New York finds itself at the heart of this dilemma. As reported by the New York State Health Facilities Association and care providers, Medicaid supports 85% of nursing home residents in the state, compared to approximately 63% nationwide. However, the reimbursements cover only 75-80% of the actual care expenses.

Scott LaRue, CEO of ArchCare, which operates seven nonprofit nursing homes in New York, succinctly expresses this challenge in the Modern Healthcare report: “The only way to sustain operations is by increasing the number of fee-for-service Medicare patients.” Even nonprofits like ArchCare, driven by their mission, have had to reduce their Medicaid patient services to remain financially viable.

The repercussions extend beyond the confines of nursing homes. Hospitals are becoming overcrowded, emergency departments are seeing increased traffic, elective surgeries are postponed, and costs escalate as patients occupy high-acuity beds longer than necessary. Families are left in a state of uncertainty, contending with extended stays, higher risks of complications, and limited options. In rural areas, hospitals sometimes hold patients for days due to a shortage of available nursing home beds, while urban centers like Queens and the Bronx face similar challenges as families struggle to secure placements.

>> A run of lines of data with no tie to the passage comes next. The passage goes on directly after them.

Issue #734, opened 2023-11-20
UI improvement: Wording of audit prompt is confusing


direvus:
* **I'm submitting a ...**
  - [ ] bug report
  - [x] feature request

* **What is the current behavior?**

When running a `detect-secrets audit`, the tool displays the following prompt:

> "Is this a secret that should be committed to this repository? (y)es, (n)o, (s)kip, (q)uit:"

This prompt is worded in a way that only makes sense if the detection *is actually a secret*. The wording doesn't make sense when the detection is not a secret (false positive).

* **If the current behavior is a bug, please provide the steps to reproduce and if possible a minimal demo of the problem**

Not a bug.

* **What is the expected behavior?**

The prompt should be worded to make sense for false positives, as well as for genuine detections.

* **What is the motivation / use case for changing the behavior?**

False positives are common -- 100% of detections have been false positives so far in my experience. The prompt wording should make sense in the case of false positives.

If the user is taking the question in the prompt literally, what is the correct response for a false positive? Should we answer (y)es because it should be committed, or (n)o because it's not a secret? It's unclear.

I would suggest an alternative and simpler wording that works in both cases, such as:

> Should this item be committed to this repository?

* **Please tell us about your environment:**
  - detect-secrets Version: 1.4.0
  - Python Version: 3.11.4
  - OS Version: MacOS Sonoma 14.1.1
  - File type (if applicable):

* **Other information**

direvus:
As further supporting evidence, the code in https://github.com/Yelp/detect-secrets/blob/81da50d60c428ed3d95a25a2405c190238735e26/detect_secrets/audit/audit.py#L81 already agrees with my proposed wording :D

lorenzodb1:
Hi @direvus, thank you for raising this issue! Do you think you can turn this into a PR where we can discuss a more appropriate wording for that question?

direvus:
Yeah, no worries.

PR #738, opened 2023-11-20
Audit prompt wording

direvus:

- [x] All CI checks are green

Modifies the wording of the audit prompt, so that it makes sense for false positives as well as genuine detections.

This was initially raised as issue #734 

The current audit prompt is confusing for false positives.

The prompt now omits any reference to the detection being a secret (since we don't know whether it is or isn't at this point)

No

* **Other information**:

### DIFF
--- a/detect_secrets/audit/io.py
+++ b/detect_secrets/audit/io.py
@@ -130,7 +130,7 @@ class UserPrompt:
 
     def __str__(self) -> str:
         if 'Y' in self.valid_input:
-            output = 'Should this be committed to the repository?'
+            output = 'Should this string be committed to the repository?'
         else:
             output = 'What would you like to do?'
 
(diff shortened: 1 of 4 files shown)


detect_secrets/audit/io.py
```diff
@@ -130,7 +130,7 @@ def __init__(self, allow_labelling: bool, allow_backstep: bool) -> None:
 
     def __str__(self) -> str:
         if 'Y' in self.valid_input:
-            output = 'Is this a secret that should be committed to this repository?'
+            output = 'Should this be committed to the repository?'
```
lorenzodb1, line 133: Could we change it to the following (in all occurrences)?
```
Should this string be committed to the repository?
```

direvus: Sure, that's fine by me. I'll update the branch.

lorenzodb1 (approved):

PR #774, opened 2023-12-22
fix not being able to scan from subdirectories

Ferada:
- [ ] Docs have been added / updated (which one?)
- [x] All CI checks are green

bug fix

When running `detect-secrets scan` from a subdirectory of the git root, no results will be returned (unless `--all-files` was specified). This doesn't seem to be intentional, as the path handling implies that the current directory may well be in some other place.

Compare `detect-secrets scan docs` in this repository with `cd docs && detect-secrets scan`, the former returns hits for `docs/design.md` and `docs/filters.md`, the latter doesn't.

Why is it desirable to have these behave the same? Well for example you might have a monorepo and just scan a subdirectory. When `detect-secrets` is being called from another tool, you might not necessarily be aware where the git root is and would have to first navigate there, then pass the path to the subdirectory explicitly, instead of just running `detect-secrets scan` from where you're standing without any further action.

Not a new feature, you'll just be able to run `detect-secrets scan` from a subdirectory and things will still work.

Unless someone accidentally relied on no results being returned, this is not a breaking change and might surface some secrets that were previously ignored if the program was called like described above.


lorenzodb1 (dismissed):

Ferada:
@lorenzodb1 hi, since I've got you here, any thoughts on the problem statement and / or my attempt at fixing it? I've only ran the test cases on Linux, if the failed run there on Mac OS is real, I'll see if I can find a machine to replicate it.

lorenzodb1:
@Ferada so are you saying the test passes on Linux but fails on MacOS?

Ferada:
> @Ferada so are you saying the test passes on Linux but fails on MacOS?

@lorenzodb1 I was saying that the GitHub actions output here has two failed runs and several cancelled ones and since I can't restart them I couldn't tell if they were real. However I found a machine to test it on and added one more change to fix up a path problem that, yes, only happens on Mac. I get zero test failures now.

Issue #768, opened 2023-12-13
Detection of telegram bot API-keys


StuffyMonkey:
* **I'm submitting a ...**
  - [ ] bug report
  - [x] feature request

* **What is the current behavior?**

The New York Coalition for Dignity in Aging shows this is statewide: hundreds of facilities, tens of thousands of residents, and thousands of staff are affected.

Stephen Hanse, president & CEO of NYS Health Facilities Association states: “The availability of nursing home care is essential to ensuring access to hospital care for older adults and people who still need daily assistance. When nursing home beds are unavailable, patients who are ready to leave the hospital have nowhere to go. They stay in hospitals longer than necessary, families wait and worry, and seniors miss the rehabilitation and daily care that would help them recover. In short, as beds disappear, hospitals back up, costs rise, and patients pay the price.”

Underfunding nursing homes doesn’t save money — it shifts costs elsewhere into longer hospital stays, readmissions, crowded emergency rooms, and delayed care.

Nearly 15,000 nurses at major New York City hospitals have walked off the job — the largest nurses’ strike in city history — over staffing, safety, pay, and benefits. That walkout shows how workforce stress touches every part of the system: when Medicaid underfunds nursing homes and patients back up in hospitals, nurses bear the consequences with heavier workloads, unsafe staffing levels, and worsening burnout. Today’s picket lines highlight both a patient care and workforce crisis — two sides of the same strain on our health system.

The upcoming state budget gives Albany a choice: keep shortchanging nursing homes and let patients sit in hospitals with nowhere to go, or pay for care properly, support the staff who do the work, and make sure every New Yorker has access to high quality long term care.

Addabbo is a Queens state senator. Hevesi is a Queens assemblyman.